I think you have a lot of company on this. I simply disagree with this idea completely, even if the step back were to entail only 2026, which I don't think is necessarily a given.

The Detroit Tigers are on a definite momentous path of contending for a World Series in 2026. Not just make the playoffs next year—the Kansas City Royals hope they will simply make to the playoffs next year. That's not us. We are clearly trajecting toward the World Series.

With Skubal in the fold, a few of the right offseason and deadline moves, and progress from key young players, we are on a clear path to get the World Series next year. I don't know any general manager worth his s**t who, while on that trajectory, would put an immediate halt to it so he could position his team to get back to that same place no sooner than three years from now, which is 2028, at best, and probably more like 2029 or even 2030.

For one thing, the fans would go absolutely ape**** after winning playoff series the last two years, and now being told that the payoffs are no longer the primary goal the following year. Okay? That would be bad enough.

But what is arguably even worse is that Harris would lose the players in the organization with such a strategy. What does it tell a Riley Greene or Spencer Torkelson—or, fine, if you don't give a **** what those guys think, then a Dillon Dingler, or a Jackson Jobe, or Kevin McGonigle or Max Clark or a dozen other ranked young talents—that you as a general manager are willing to halt an organization's progress toward a World Series now for the expressed purpose of putting us back on that same track to make the World Series three or four years from now?

And not only the players in this organization, but also, the free agents outside of this organization. What halfway decent free agent in his right mind is going to sign with a team operating with the expressed intent of going backward the year they come aboard? Who on god's green earth would want to sign up for that? And not only free agents this year, but free agents every single year Scott Harris is running this team. No top-tier free agent would ever want to devote the best earning years of his life to an organization who has proved that, at any given moment, they are willing to blow it all up and go backwards because it might pay out four or five years now. Trading Tarik Skubal this winter is practically guaranteed to limit our prospective free agent pool to guys who are willing to sign one-year prove-it deals, and nothing more, for the rest of Harris's tenure with us. 

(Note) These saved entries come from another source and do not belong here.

PR #596, opened 2026-05-01
ci(benchmark): add workflow to run benchmark harness on PRs

### LINKED ISSUE #501: ci(benchmark): add workflow to run benchmark harness
## Summary

Add an automated workflow that executes the benchmark harness so benchmark coverage is reproducible in CI.

## Scope

- Create a GitHub Actions workflow that runs the benchmark harness entrypoint
- Configure environment/setup needed for benchmark execution
- Define trigger strategy (manual and/or scheduled, plus pull request policy as appropriate)
- Persist benchmark outputs as workflow artifacts for inspection

## Parent

Part of #409

Jason-Ludmir:
## Summary

- Add a `harness` matrix job to `.github/workflows/ci.yml` that runs `just benchmark-logical` and `just benchmark-physical` on every PR.
- Each invocation compares against the committed baselines in `python/benchmarks/harness/latest_{logical,physical}.csv` and exits non-zero on drift in algorithm-output fields (move counts, estimated fidelity, nodes explored, max depth, generator id, backend, notes). Wall time is excluded so the check is deterministic.
- The produced CSV is uploaded as an artifact even when the comparison fails, so reviewers can inspect what the run actually produced.
- Update `python/benchmarks/cli.py` to skip kernels with non-Clifford rotations past an initial one (currently `adder_4` and `qpe_9`) from the logical benchmark, since the logical pipeline cannot lower them today; covered by a new test in `python/tests/benchmarks/test_cli.py`.

When a contributor intentionally changes a search algorithm, they regenerate the baseline CSV(s) locally and commit the new file in the same PR — the diff in the PR is the review artifact.

Closes #501

## Test plan

- [ ] CI runs `harness (logical)` and `harness (physical)` on this PR and both pass against the refreshed committed baselines.
- [ ] Both jobs upload their `benchmark-{logical,physical}-csv` artifacts.
- [ ] Verify (in a follow-up sanity check, not this PR) that touching `python/bloqade/lanes/heuristics/move_synthesis.py` in a way that perturbs search output does cause the workflow to fail.


.github/workflows/ci.yml
```diff
@@ -138,6 +138,43 @@ jobs:
       - name: Run demos
         run: uv run just demo
 
+  harness:
+    name: harness (${{ matrix.architecture }})
```
weinbe58:
```suggestion
  benchmarks:
    name: benchmarks (${{ matrix.architecture }})
```

just rename the workflow

weinbe58 (changes requested):

.github/workflows/ci.yml
Jason-Ludmir: Fixed.

weinbe58 (approved):
LGTM

PR #598, opened 2026-05-01
feat(rewrite): place-stage ASAP reorder — MergeStaticPlacement, ReorderStaticPlacement, SplitStaticPlacement

weinbe58:
## Summary

Three composable rewrite passes for the \`place\`-dialect compilation stage, each with a pluggable policy:

1. **\`MergeStaticPlacement(merge_policy)\`** — merges consecutive \`StaticPlacement\` nodes; replaces \`MergePlacementRegions\`
2. **\`ReorderStaticPlacement(reorder_policy)\`** — ASAP-schedules gate statements within a merged body via \`rustworkx.PyDAG\`
3. **\`SplitStaticPlacement(split_policy)\`** — re-splits into CZ-anchored layers

Concrete policies: \`gate_only_merge\`, \`sq_only_merge\`, \`asap_reorder_policy\`, \`cz_layer_split_policy\`.

Two pluggable passes exposed in \`bloqade.lanes.passes\`:
- **\`SequentialPlacePass\`** (default) — merges only SQ-gate placements, preserves program order
- **\`ASAPPlacePass\`** — full ASAP optimization; strips debug statements, merges all gate placements, reorders, fuses, re-splits

Full design: \`docs/superpowers/specs/2026-05-01-place-asap-reorder-design.md\`

## Progress

- [x] Task 1 — \`MergeStaticPlacement\` + \`gate_only_merge\`
- [x] Task 2 — \`ReorderStaticPlacement\` + \`asap_reorder_policy\`
- [x] Task 3 — \`SplitStaticPlacement\` + \`cz_layer_split_policy\`
- [x] Task 4 — Wire into pipeline; remove \`merge_heuristic\` param

## Breaking changes (Python API)

The following public symbols are removed with no deprecation path:

- \`upstream.default_merge_heuristic\`
- \`upstream.always_merge_heuristic\`
- \`merge_heuristic\` parameter on \`LogicalPipeline\`, \`PhysicalPipeline\`, \`NativeToPlace\`, \`squin_to_move\`, and the four \`metrics.py\` compile helpers

Migration: replace \`merge_heuristic=always_merge_heuristic\` with \`place_opt_type=ASAPPlacePass\`.

## Test plan

- [x] \`uv run pytest python/tests/ -m "not slow" -v\` — 1084 pass
- [x] \`uv run pyright python/\` — 0 errors
- [x] Slow integration test: \`test_asap_place_pass_roundtrip_state_vector\` (GHZ circuit, state-vector equivalence check)


python/bloqade/lanes/rewrite/split_static_placement.py
```diff
@@ -0,0 +1,106 @@
...
+    """
+    old_yield = body_block.last_stmt
+    assert isinstance(old_yield, place.Yield)
+    classical_results = tuple(old_yield.classical_results)
+
+    stmts: list[_GateStmt] = [
+        s
+        for s in body_block.stmts
+        if isinstance(
+            s, (place.R, place.Rz, place.CZ, place.Initialize, place.EndMeasure)
```
weinbe58: why is `EndMeasure` here?

python/bloqade/lanes/rewrite/split_static_placement.py
```diff
@@ -0,0 +1,106 @@
...
+from kirin import ir
+from kirin.rewrite import abc
+
+from bloqade.lanes.dialects import place
+from bloqade.lanes.types import StateType
+
+_GateStmt = place.R | place.Rz | place.CZ | place.Initialize | place.EndMeasure
+
+
+def cz_layer_split_policy(body_block: ir.Block) -> list[ir.Block]:
```
weinbe58, line 13: Ah we're missing which qubits are participating within each of the blocks I think the signature should be:

`Callable[[ir.Block], list[tuple[ir.Block, list[int]]]`

and then use the second element to indicate which qubit ssa values to pass into the split up `StaticPlacement`.

python/bloqade/lanes/rewrite/split_static_placement.py
```diff
@@ -0,0 +1,130 @@
...
+                new_stmt = stmt.from_stmt(
+                    stmt,
+                    attributes={
+                        "qubits": ir.PyAttr(tuple(remap[q] for q in stmt.qubits))
+                    },
+                )
+                new_stmt.insert_before(stmt)
+                for old_r, new_r in zip(stmt.results, new_stmt.results, strict=True):
+                    old_r.replace_by(new_r)
+                stmt.delete()
```
weinbe58: I'm pretty sure you can replace this code with`stmt.replace_by(new_stmt)`.

weinbe58:
## Review

Overall this is solid work. The pass design is clean, the pluggable-policy pattern is consistent across all three passes, and the unit test coverage is thorough. A few things need attention before merging.

---

### 1. PR description is stale — all 4 tasks are shipped, not just Task 1

The checklist says Tasks 2–4 are incomplete, but the diff includes all of them:
- `reorder_static_placement.py` — Task 2 ✓
- `split_static_placement.py` — Task 3 ✓
- `passes.py` + pipeline wiring + `merge_heuristic` removal — Task 4 ✓

Please update the description and check all boxes.

---

### 2. Breaking API changes need the `breaking` label

These public symbols are removed with no deprecation path:

- `upstream.default_merge_heuristic`
- `upstream.always_merge_heuristic`
- `merge_heuristic` parameter on `LogicalPipeline`, `PhysicalPipeline`, `NativeToPlace`, `squin_to_move`, and all four `metrics.py` methods

Per AGENT.md: tag with the `breaking` label and add `BREAKING CHANGE:` footer to the commit. Callers using `merge_heuristic=...` will get a `TypeError` at runtime with no indication of the migration path.

---

### 3. `HoistConstants` runs twice in `upstream.NativeToPlace`

`upstream.py` retains the explicit `HoistConstants` call and then delegates to `place_opt_type`, but `SequentialPlacePass.unsafe_run` starts with its own `HoistConstants`. The base-class path (`_NativeToPlaceBase.emit`) correctly removes the standalone call and relies entirely on the pass. The `upstream.NativeToPlace` path doesn't — the redundant call should be removed there too:

```python
# upstream.py NativeToPlace.emit — remove this line:
rewrite.Walk(circuit2place.HoistConstants()).rewrite(out.code)
# ↑ now duplicated by SequentialPlacePass/ASAPPlacePass
self.place_opt_type(out.dialects, no_raise=no_raise)(out)
```

Running it twice is idempotent but inconsistent and wasteful.

---

### 4. `_GateStmt` alias means different things in the two new files

`reorder_static_placement.py`:
```python
_GateStmt = place.R | place.Rz | place.CZ | place.Initialize | place.EndMeasure
```

`split_static_placement.py`:
```python
_GateStmt = place.R | place.Rz | place.CZ
```

Same name, different types. Pick distinct names (`_GateOrBarrierStmt` vs `_GateStmt`) or consolidate in a shared types module.

---

### 5. `RemoveDebugStatements` only runs in `ASAPPlacePass` — undocumented behavioral difference

Users who switch from `SequentialPlacePass` (default) to `ASAPPlacePass` silently lose `debug.Info` statements. If that's intentional (ASAP can't schedule through opaque debug nodes), the docstring should say so.

---

### 6. No end-to-end integration test for `ASAPPlacePass`

`test_default_and_always_merge_have_same_operations` was the only test that verified the full pipeline (circuit → move → Stim) for a merge-policy variant; it's deleted here. There's no equivalent test confirming that `ASAPPlacePass` produces valid, equivalent Stim output compared to `SequentialPlacePass`. Given that this touches the core compilation path, an integration test (even marked `@pytest.mark.slow`) would give confidence that the new pass sequence is sound end-to-end.

---

### Minor

- `always_merge` is exported from `circuit2place.py` and imported in the test, but it's not exported from `heuristics/physical/__init__.py` or `passes.py`. If it's meant to be a public policy for users, add it to `__all__`. If it's test-only, prefix with `_`.
- `_asap_schedule`: `node_for[i] = dag.add_node(i)` — rustworkx guarantees sequential node indices when nothing is deleted, so this works, but it might be clearer to just use `i` directly as the node index and remove `node_for`. Low priority.

---

### What's correct

- The merge logic in `MergeStaticPlacement` is a faithful port of `MergePlacementRegions` with the correct policy-signature upgrade. The SSA result-replacement logic (`strict=True` zip, accumulating classical results) is correct.
- The ASAP DAG construction and layer assignment are correct.
- `cz_layer_split_policy` returns the original block (no-op) when there's ≤1 CZ, preventing unnecessary splitting.
- `sq_only_merge` is semantically equivalent to the old `default_merge_heuristic` — behavior is preserved for the default path.
- `FuseAdjacentGates` fires after reorder but before split, which is the correct position per the design doc.

weinbe58:
@jasonhan3 Can you try out this branch and see how the gadgets are working? you don't need to review the code.

Here is how you invoke the compiler with the ASAP optimization:

```python
from bloqade import squin
from bloqade.gemini.common.dialects import qubit
from bloqade.lanes.passes import ASAPPlacePass
from bloqade.lanes.pipeline import PhysicalPipeline
from bloqade.lanes.visualize import debugger


kernel = squin.kernel.add(qubit)
kernel.run_pass = squin.kernel.run_pass

@kernel
def main():
    ...

move_mt = PhysicalPipeline(place_opt_type=ASAPPlacePass).emit(main)
debugger(move_mt, get_arch_spec())
```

And, bonus: Harris would be undertaking such a strategy when not only is there no immediate payroll pressure building on him, but the payroll pressure is actually easing on him.

That just strikes me as absolutely bonkers.

Now: I get that it strikes you as absolutely bonkers that I would want to hang onto Skubal and take a chance that the team collapses in 2026, misses the playoffs anyway, fails to sign Skubal long term, loses him to the market, and all we get is some ****ty draft pick for him, if that. I can see why someone would want to avoid that circumstance at all costs which, obviously, includes the cost of giving up a generationally-talented pitcher in his prime for the next year.

So, it would be fair of you to ask me: am I, chasfh, willing to roll the dice, keep Skubal for possibly one and only one more year, and perhaps miss out on the playoffs, lose him afterwards, and start over with the guys we have left?

And I would answer: yes! Yes! A thousand more times yes!

And I say that because we are in a position of contending for a World Series now. That hasn't come around these parts very often and, not to put too fine a point on it, I ain't getting any younger. And I do not want to give that up just to play not to lose in some vague, indeterminate future. But, also, I would want Scott Harris to demonstrate to players both inside and outside the organization that when it's our time to compete, we put the pedal to the floor, instead of putting the car in the garage. To me, that's probably the most important consideration Scott Harris should have as he reviews the options he has before him this winter.

I love ya, man, but we're gonna have to disagree on this and keep arguing about it for the next few months.

I gotta say, I'm with Chasfh on this, ALL in on 2026 with Skubal, Greene, Dingler, Melton etc + spend more of the Illitch's $.  I understand Bregman, but not convinced he would come here.  Maybe Bichette for SS (3B in the future). McGonigle to start the year with the big club (chance at an extra pick for hardware like Hunter Brown).  1 big SP, 1 RHH RF, load up on top tier RP and let er rip in 2026.  It's been too long since 2006, let alone 1984 and we aren't getting any younger...LOL. Take 2026, and worry about SP again in 2027.

Posted
1 hour ago, chasfh said:

I think you have a lot of company on this. I simply disagree with this idea completely, even if the step back were to entail only 2026, which I don't think is necessarily a given.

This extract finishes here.